Exercise - Go through the data below and copy each line where the word "completed" occurs.

Task data -
PR #387, opened 2016-01-22
skip validation until asynchronous module loading has completed to av…

### LINKED ISSUE #309: Avoid flashing in Attach dialog

etanshaul:
…oid intermittent error messages from being displayed

fixes #309 

- Refactored CloudAttachDialog so that more components are testable
- Update CloudAttachDialog to skip validation until async module loading has completed
- Updated ProjectDebuggeeBinding to include a default disabled module with a warning when non are found + trivial variable renaming
- Tests

### DIFF
--- a/google-cloud-tools-plugin/src/com/google/gct/idea/debugger/ui/CloudAttachDialog.java
+++ b/google-cloud-tools-plugin/src/com/google/gct/idea/debugger/ui/CloudAttachDialog.java
@@ -74,7 +74,8 @@ public class CloudAttachDialog extends DialogWrapper {
 
   private final Project project;
   private final ProjectDebuggeeBinding wireup;
-  private JComboBox debuggeeTarget; // Module selector
+  private ProjectRepositoryValidator projectRepositoryValidator;
+  private JComboBox moduleSelector;
   private ProjectSelector elysiumProjectSelector; // Project combo box
   private JBLabel infoMessage;
   private String originalBranchName;
@@ -87,7 +88,8 @@ public class CloudAttachDialog extends DialogWrapper {
   private JBLabel warningHeader;
   private JBLabel warningMessage;
 
-  public CloudAttachDialog(@NotNull Project project) {
+  public CloudAttachDialog(@NotNull Project project,
+                           @VisibleForTesting ProjectDebuggeeBinding wireup) {
     super(project, true);
 
     this.project = project;
@@ -137,12 +139,13 @@ public class CloudAttachDialog extends DialogWrapper {
     }
     BasicAction.saveAll();
 
-    wireup = new ProjectDebuggeeBinding(elysiumProjectSelector, debuggeeTarget);
-    debuggeeTarget.setEnabled(false);
-    debuggeeTarget.addActionListener(new ActionListener() {
+    this.wireup = wireup == null ?
+        new ProjectDebuggeeBinding(elysiumProjectSelector, moduleSelector, getOKAction()) : wireup;
+    moduleSelector.setEnabled(false);
+    moduleSelector.addActionListener(new ActionListener() {
       @Override
       public void actionPerformed(ActionEvent e) {
-        if(debuggeeTarget.isEnabled()) {
+        if(moduleSelector.isEnabled()) {
           buildResult();
           checkSyncStashState();
         }
@@ -191,14 +194,14 @@ public class CloudAttachDialog extends DialogWrapper {
           elysiumProjectSelector);
     }
 
-    if (!debuggeeTarget.isEnabled()) {
+    if (!moduleSelector.isEnabled() && moduleSelector.getItemCount() > 0) {
       return new ValidationInfo(GctBundle.getString("clouddebug.selectvalidproject"),
           elysiumProjectSelector);
     }
 
-    if (debuggeeTarget.getSelectedItem() == null) {
+    if (moduleSelector.getSelectedItem() == null && moduleSelector.getItemCount() > 0) {
       return new ValidationInfo(GctBundle.getString("clouddebug.selectvalidproject"),
-          debuggeeTarget);
+          moduleSelector);
     }
 
     return null;
@@ -219,8 +222,8 @@ public class CloudAttachDialog extends DialogWrapper {
   }
 
   @VisibleForTesting
-  JComboBox getDebuggeeTarget() {
-    return debuggeeTarget;
+  JComboBox getModuleSelector() {
+    return moduleSelector;
   }
 
   @VisibleForTesting
@@ -231,6 +234,11 @@ public class CloudAttachDialog extends DialogWrapper {
   @VisibleForTesting
   JLabel getWarningMessage() {
     return warningMessage;
+  }
+
+  @VisibleForTesting
+  void setProjectRepositoryValidator(ProjectRepositoryValidator projectRepositoryValidator) {
+    this.projectRepositoryValidator = projectRepositoryValidator;
   }
 
   private void buildResult() {
@@ -250,7 +258,10 @@ public class CloudAttachDialog extends DialogWrapper {
       LOG.error("unexpected result state during a check sync stash state");
       return;
     }
-    syncResult = new ProjectRepositoryValidator(processResultState).checkSyncStashState();
+
+    syncResult = projectRepositoryValidator == null ?
+        new ProjectRepositoryValidator(processResultState).checkSyncStashState() :
+          projectRepositoryValidator.checkSyncStashState();
 
     if (syncResult.needsStash() && syncResult.needsSync()) {
       setOKButtonText(isContinued()
--- a/google-cloud-tools-plugin/src/com/google/gct/idea/debugger/ui/ProjectDebuggeeBinding.java
+++ b/google-cloud-tools-plugin/src/com/google/gct/idea/debugger/ui/ProjectDebuggeeBinding.java
@@ -37,6 +37,7 @@ import org.jetbrains.annotations.Nullable;
 import java.io.IOException;
 import java.util.Map;
 
+import javax.swing.Action;
 import javax.swing.JComboBox;
 import javax.swing.SwingUtilities;
 import javax.swing.event.DocumentEvent;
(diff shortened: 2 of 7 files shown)


google-cloud-tools-plugin/src/com/google/gct/idea/debugger/ui/CloudAttachDialog.java
```diff
@@ -137,7 +139,8 @@ public void actionPerformed(ActionEvent e) {
     }
     BasicAction.saveAll();
 
-    wireup = new ProjectDebuggeeBinding(elysiumProjectSelector, debuggeeTarget);
+    this.wireup = wireup == null ?
```
elharo: Personal pref, but I find if-else much easier to read than a ternary operator

google-cloud-tools-plugin/src/com/google/gct/idea/debugger/ui/CloudAttachDialog.java
```diff
@@ -250,7 +258,10 @@ private void checkSyncStashState() {
       LOG.error("unexpected result state during a check sync stash state");
       return;
     }
-    syncResult = new ProjectRepositoryValidator(processResultState).checkSyncStashState();
+
+    syncResult = projectRepositoryValidator == null ?
```
elharo: ditto

google-cloud-tools-plugin/src/com/google/gct/idea/debugger/ui/ProjectDebuggeeBinding.java
```diff
@@ -87,13 +91,13 @@ public void treeStructureChanged(TreeModelEvent e) {
 
   @NotNull
   public CloudDebugProcessState buildResult(Project project) {
-    Long number = myElysiumProjectId.getProjectNumber();
+    Long number = elysiumProjectId.getProjectNumber();
     String projectNumberString = number != null ? number.toString() : null;
-    DebugTarget selectedItem = (DebugTarget)myDebugeeTarget.getSelectedItem();
+    DebugTarget selectedItem = (DebugTarget) debugeeTarget.getSelectedItem();
```
elharo: debuggeeTarget? I'm not sure.

google-cloud-tools-plugin/src/com/google/gct/idea/debugger/ui/ProjectDebuggeeBinding.java
```diff
@@ -148,15 +153,14 @@ public void run() {
                 DebugTarget targetSelection = null;
 
                 if (debuggees == null || debuggees.getDebuggees() == null || debuggees.getDebuggees().isEmpty()) {
-                  myDebugeeTarget.setEnabled(false);
-                  myDebugeeTarget.addItem(GctBundle.getString("clouddebug.nomodulesfound"));
+                  disableModuleSelector();
                 }
                 else {
-                  myDebugeeTarget.setEnabled(true);
+                  debugeeTarget.setEnabled(true);
```
elharo: debuggeeTarget

google-cloud-tools-plugin/src/com/google/gct/idea/debugger/ui/ProjectDebuggeeBinding.java
```diff
@@ -167,29 +171,47 @@ public void run() {
...
                       }
                     }
-                    myDebugeeTarget.addItem(item);
+                    debugeeTarget.addItem(item);
+                    okAction.setEnabled(true);
                   }
                 }
                 if (targetSelection != null) {
-                  myDebugeeTarget.setSelectedItem(targetSelection);
+                  debugeeTarget.setSelectedItem(targetSelection);
```
elharo: debuggeeTarget

google-cloud-tools-plugin/src/com/google/gct/idea/debugger/ui/ProjectDebuggeeBinding.java
```diff
@@ -167,29 +171,47 @@ public void run() {
...
-                        myDebugeeTarget.removeItem(existing);
+                        debugeeTarget.removeItem(existing);
                       }
                       perModuleCache.put(key, item);
                     }
-                    if (myInputState != null && !Strings.isNullOrEmpty(myInputState.getDebuggeeId())) {
-                      assert myInputState.getDebuggeeId() != null;
-                      if (myInputState.getDebuggeeId().equals(item.getId())) {
+                    if (inputState != null && !Strings.isNullOrEmpty(inputState.getDebuggeeId())) {
+                      assert inputState.getDebuggeeId() != null;
```
elharo: This assert seems meaningless.

google-cloud-tools-plugin/src/com/google/gct/idea/debugger/ui/ProjectDebuggeeBinding.java
```diff
@@ -167,29 +171,47 @@ public void run() {
...
+
           LOG.error("Error listing debuggees from Cloud Debugger API", ex);
         }
       }
     });
   }
+
+  @SuppressWarnings("unchecked")
+  private void disableModuleSelector() {
+    debugeeTarget.setEnabled(false);
```
elharo: debuggeeTarget

google-cloud-tools-plugin/testSrc/com/google/gct/idea/debugger/ui/CloudAttachDialogTest.java
```diff
@@ -80,37 +81,67 @@ public void testErrorWhenNoProjectSelected() {
...
+
+    assertNull(error);
+    assertFalse(moduleSelector.isEnabled());
+    assertNull(moduleSelector.getSelectedItem());
+  }
 
-    // Module selector
-//    assertTrue(moduleSelector.isEnabled());
+  private void initDialog() {
+    dialog = new CloudAttachDialog(this.getProject(), binding);
```
elharo: seems like reassigning the field might have unintended consequences between setUp and tearDown; e.g. one or the other not getting closed

etanshaul: In this PR I actually moved the instantiation of the dialog out of setUp so its happening on a per-test basis. So there shouldn't be an reassignment here unless I misunderstood your comment.

google-cloud-tools-plugin/src/com/google/gct/idea/debugger/ui/ProjectDebuggeeBinding.java
etanshaul: You mean the name? Yea, I wasn't sure myself either - this came from preexisting code. I'll change it to moduleSelector which is what it really is.

google-cloud-tools-plugin/src/com/google/gct/idea/debugger/ui/CloudAttachDialog.java
etanshaul: Unless there is a strong opinion on this, I'm going to leave this specific case with the ternary operator just because the conditional is being used for assignment and the ternary (in my opinion) makes it slightly cleaner since it returns a value.

etanshaul:
Updated based on initial comments from @elharo.
- Renamed debuggeeTarget
- Got rid of pointless assert

google-cloud-tools-plugin/testSrc/com/google/gct/idea/debugger/ui/CloudAttachDialogTest.java
elharo: In that case, make it a local variable, not a field.

etanshaul: I considered that, but given that tearDown() needs to clean up any instantiated dialog I didn't see a clean way to do this without having the dialog be a field. If you see a better pattern for this please let me know.

etanshaul: Actually, each test itself could be responsible for the cleanup since each test is already creating the dialog. Does this make more sense to you?

google-cloud-tools-plugin/src/com/google/gct/idea/debugger/ui/ProjectDebuggeeBinding.java
```diff
@@ -48,24 +49,28 @@
...
-  private CredentialedUser myCredentialedUser = null;
-  private CloudDebugProcessState myInputState;
-
-  public ProjectDebuggeeBinding(@NotNull ProjectSelector elysiumProjectId, @NotNull JComboBox debugeeTarget) {
-    myElysiumProjectId = elysiumProjectId;
-    myDebugeeTarget = debugeeTarget;
-
-    myElysiumProjectId.getDocument().addDocumentListener(new DocumentAdapter() {
+  private final JComboBox moduleSelector;
+  private final ProjectSelector elysiumProjectId;
```
patflynn: Shouldn't we change this name  as well to something like projectSelector?

etanshaul: Definitely. Missed that one. Its been changed as well as minor naming cleanup in DebugTarget to make things more consistent (removing the "my" prefix from fields).

patflynn:
otherwise LGTM.

etanshaul:
@elharo - code updated based on latest comments

etanshaul:
@elharo ptal (in case this slipped under your radar)

elharo:
lgtm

Response area -
skip validation until asynchronous module loading has completed to av…
- Update CloudAttachDialog to skip validation until async module loading has completed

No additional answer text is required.